In Chinese, Valentine's Day is called "lovers' festival" (情人节 (情人節); Mandarin: Qīng Rén Jié; Hokkien: Chêng Lîn Chiat; Cantonese: Chìhng Yàhn Jit; Shanghainese Xin Yin Jiq). The "Chinese Valentine's Day" is the Qixi Festival (meaning "The Night of Sevens"; 七夕 (Qi Xi)), celebrated on the seventh day of the seventh month of the lunar calendar. According to the legend, the Cowherd star and the Weaver Maid star are normally separated by the Milky Way (silvery river) but are allowed to meet by crossing it on the seventh day of the seventh month of the Chinese calendar.

In recent years, celebrating White Day has also become fashionable among some young people.

====India====

In ancient India, there was a tradition of adoring Kamadeva, the lord of love – exemplified by the erotic carvings in the Khajuraho Group of Monuments and by the writing of the Kamasutra. This tradition was lost around the Middle Ages, when Kamadeva was no longer celebrated, and public displays of sexual affection became frowned upon. This repression of public affections began to loosen in the 1990s.
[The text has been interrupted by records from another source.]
PR #5275, opened 2020-01-26
Efs lifecycle policy enable/disable

### LINKED ISSUE #4942: Support for EFS Lifecycles
According to this, it's not an available action: https://cloudcustodian.io/docs/aws/resources/efs.html

Console and CLI instructions from AWS are here: https://docs.aws.amazon.com/efs/latest/ug/enable-lifecycle-management.html

PratMis:
Closes #4942 

Sample policy:
```
-  name: efs-apply-lifecycle
   resource: efs
   actions:
    - type: configure-lifecycle-policy
      state: enable
      rule: 
        - 'TransitionToIA': 'AFTER_7_DAYS'
```


c7n/resources/efs.py
```diff
@@ -137,3 +138,48 @@ def unmount_filesystems(self, resources):
...
+    schema = type_schema(
+        'configure-lifecycle-policy',
+        state={'enum': ['enable', 'disable']},
+        rule={'type': 'array'},
+        required=['state'])
+
+    permissions = ('elasticfilesystem:PutLifecycleConfiguration',)
+
+    def validate(self):
+        if self.data.get('state') == 'enable' and 'rule' not in self.data:
```
kapilt: if we're doing a jsonschema pass through on lifecycle polices, we should validate them with shape_validate (see aws.py module) against the sdk metadata.

PratMis: Thanks, I have added code to validate lifecycle policy rules as per your suggestion. I have kept the other two validations for the following reasons:
1) `state: enable` should not be used without any rule specified
2) `state: disable` assumes the rule to be an empty list
Let me know if this still requires changes! Thanks

c7n/resources/efs.py
```diff
@@ -137,3 +139,55 @@ def unmount_filesystems(self, resources):
...
+                  - type: configure-lifecycle-policy
+                    state: enable
+                    rule:
+                      - 'TransitionToIA': 'AFTER_7_DAYS'
+
+    """
+    schema = type_schema(
+        'configure-lifecycle-policy',
+        state={'enum': ['enable', 'disable']},
+        rule={'type': 'array'},
```
kapilt: rule should be plural if its an array, ie `rules`

PratMis: Sounds good! Thanks!

wallabyies:
This is great to see, thank you!!

Issue #5292, opened 2020-01-28
GCP - Triggered function crashes in  gcp-audit mode


jmwaks:
I have a written a policy that should notify when a firewall rule allowing 0.0.0.0/0 is created. On creating a firewall rule that meets that requirement, the function gets triggered, filters the resource but crashes soon after . Below is the policy, the error and the log view. Am I missing something? 

```
policies:
  - name: check-inbound-rule
    resource: gcp.firewall
    mode:
      type: gcp-audit
      methods:
        - v1.compute.firewalls.insert
    filters:
      - type: value
        key: sourceRanges
        op: contains
        value: 0.0.0.0/0
      - type: value
        key: allowed
        value: present
    actions:
      - type: notify
        subject: Firewall Rule Created Allowing 0.0.0.0/0
        to:
          - xyz@gmail.com
        format: txt
        transport:
          type: pubsub
          topic: projects/cloud-custodian-test/topics/custodian-auto-audit-check-inbound-rule
```  

<img width="1118" alt="logview" src="https://user-images.githubusercontent.com/6709597/73304761-78981780-41de-11ea-835e-687193392adc.png">

```
check-inbound-rule
956965279479329
Traceback (most recent call last): File "/env/local/lib/python3.7/site-packages/google/cloud/functions/worker.py", 
line 383, in run_background_function _function_handler.invoke_user_function(event_object) File "/env/local/lib/python3.7/site-packages/google/cloud/functions/worker.py",
line 217, in invoke_user_function return call_user_function(request_or_event) File "/env/local/lib/python3.7/site-packages/google/cloud/functions/worker.py", 
line 214, in call_user_function event_context.Context(**request_or_event.context)) File "/user_code/main.py", line 17, 
in run event = json.loads(base64.b64decode(event['data']).decode('utf-8')) UnicodeDecodeError: 'utf-8' codec can't decode byte 0x9c in position 1: invalid start byte
```

kapilt:
seems like something changed in gcp, also related #5293

kapilt:
also in your sample policy you don't need the 'and:` block its superfluous, the top level operator is `and`

jmwaks:
> also in your sample policy you don't need the `and:` block its superfluous, the top level operator is `and`

Thanks for the correction. Fixed!

kapilt:
[...]

PR #5300, opened 2020-01-30
gcp - function logging around payload parse, to identify gcp inconsisitencies

kapilt:
addresses #5292


kapilt:
turns out the issue was due to user error per additional comments on the issue.

PR #5302, opened 2020-02-02
Filter for efs lifecycle-policy state

PratMis:
Follow-up PR of #5275 . This adds a filter to check the state of lifecycle-policies in efs.
Sample policy:
```
policies:
  - name: filter-efs-lifecycle
     resource: efs
     filters:
       - type: lifecycle-policy
          state: present
          value: AFTER_7_DAYS
```


c7n/resources/efs.py
```diff
@@ -193,3 +194,42 @@ def process(self, resources):
...
+            policies:
+              - name: efs-filter-lifecycle
+                resource: efs
+                filters:
+                  - type: lifecycle-policy-enabled
+                    state: true
+
+    """
+    schema = type_schema(
+        'lifecycle-policy-enabled',
```
kapilt: perhaps drop the enabled suffix since we're doing the state boolean

PratMis: Sounds good!

c7n/resources/efs.py
```diff
@@ -193,3 +194,42 @@ def process(self, resources):
...
+    def process(self, resources, event=None):
+        client = local_session(self.manager.session_factory).client('efs')
+        results = []
+        for r in resources:
+            try:
+                response = client.describe_lifecycle_configuration(
+                    FileSystemId=r['FileSystemId'])
+            except client.exceptions.FileSystemNotFound:
+                continue
+            if self.data.get('state') and response.get('LifecyclePolicies'):
```
kapilt: I feel like we should go ahead add in the ability to check on the actual policy content with this filter, ie is it 7 days, 14 etc. The lifecycle policies are an array but only support a singleton value at the moment, so from a filter perspective perhaps ie `value: AFTER_7` with `state: present` to only find those configured for 7 days.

Valentine's Day celebrations did not catch on in India until around 1992. It was spread due to the programs in commercial TV channels, such as MTV, dedicated radio programs, and love letter competitions, in addition to an economical liberalization that allowed the explosion of the valentine card industry. The celebration has caused a sharp change on how people have been displaying their affection in public since the Middle Ages.

On a 2018 online survey, it was found that 68% of the respondents did not wish to celebrate Valentine's Day. It can be also observed that different religious groups, including Hindu, Muslim and Christian people of India do not support Valentine's Day.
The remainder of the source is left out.